Richard...This site is pretty much "flame-resistant" but we're not "flame-proof".  As a whole, we're like family, so we occasionally don't see eye-to-eye.  Don't let a little friendly bickering make you think we're not close, because we are.  

As for your suggestion, I have taken it quite seriously.  I don't have a source for you at the moment. BUT, I will make every attempt to get such a library started.  Most of the information is already here on existing kits.  It is simply not organized.  We also have turners who turn anything new that comes down the pike.  We'll ferret that out as well.

With a little luck, I can cajole a few of our more literary members to write reviews AND processes, instructions, etc.  One place for you to start for a few of the kits is the instructions and library links on our front page.  By the way, as you gain experience and insight, we'd love to have you contribute in these areas as well!

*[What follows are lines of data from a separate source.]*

PR #25, opened 2015-12-17
Mobile-ify the layout

gabebw:
On mobile screens:

* Hide the giant video
* Use a smaller header text so each "HOTLINE WEBRING" header is on its own line instead of breaking over multiple lines

I tested it with Safari's (extremely handy) Responsive Design Mode, and the site looks good on everything from an iPhone 4S to an iPad Pro.

### DIFF
--- a/app/assets/stylesheets/_mobile.scss
+++ b/app/assets/stylesheets/_mobile.scss
@@ -1,0 +1,27 @@
+@include media($large-screen-down) {
+  h2 {
+    font-size: 3.5em;
+  }
+
+  .homes-show {
+    iframe {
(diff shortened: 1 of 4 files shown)


app/assets/stylesheets/_mobile.scss
```diff
@@ -0,0 +1,27 @@
+@include media($large-screen-down) {
+  h2 {
```
gabebw: This isn't in `.homes-show` so that the `h2` in #24 will be smaller too.

edwardloveall:
Looks good!

PR #26, opened 2015-12-17
Remove delayed_job

gabebw:
* We don't have background jobs and are unlikely to add them
* Now Foreman no longer has to boot a worker process locally


edwardloveall:
:+1:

For the rest of you, how about it?  Who wants to be the first to write a review?  Instructions?  Processes?  Sign up with me or just email your stuff to Jeff.  Or ANY Board member!  We'll get it posted!  [8D]


----------



## timdaleiden (Dec 24, 2004)

....[/quote]

Anthony:  I don't disagree with your basic thinking,  Only problem is that if "Joe-average-penturner" goes to the Guild with a question, they are not going to let him ask it!!
[/quote]

  Actually, you can ask questions here, or on the yahoo penturners, and it may be a guild member that answers. The members of the guild always seem to be willing to help out anybody, regardless how experienced they are.


----------



## BogBean (Dec 24, 2004)

Hi Tim,
Thank you for the link. Some very nice work in those photo's. How long have most of the Guild members been turning?....Chuck


----------



## timdaleiden (Dec 24, 2004)

> _Originally posted by BogBean_
> <br />Hi Tim,
> Thank you for the link. Some very nice work in those photo's. How long have most of the Guild members been turning?....Chuck


  Chuck, 
  I think it varies. I really don't have a good answer for you. I have actually been doing this for about a year, but I wasn't working a real job, so I had a lot of time to practice, experiment, read messages, etc. For most poeple this is a hobby, so my year may be equal to several years of part time turning.


----------



## woodpens (Dec 24, 2004)

Randy and others,

I would like to clarify a couple points here regarding the Pen Makers Guild. First, the PMG was never devised to teach beginners how to make pens. It was added to the already existing Yahoo Penturners Group where most of the PMG members answer questions every day. Richard Kleinhenz has put in endless hours developing the site with FAQs, photo albums and all sorts of other aids to help everybody of ALL skill levels. The PMG exists to take penturning to a new level and to promote it into markets where users of kits were previously looked down upon. One accomplishment can be seen by looking at the cover and "centerfold" of the Winter 2003 edition of the American Woodturner magazine. Another will be released soon in the Pen World magazine. This is a high-end pen collectors magazine. Members are now starting to represent the PMG in high-end shows. There is truly an effort by the PMG leadership to promote the craft. I hope you can see the distinction between the purpose of the PMG and that of the Penturners group. They compliment one another, but are very different.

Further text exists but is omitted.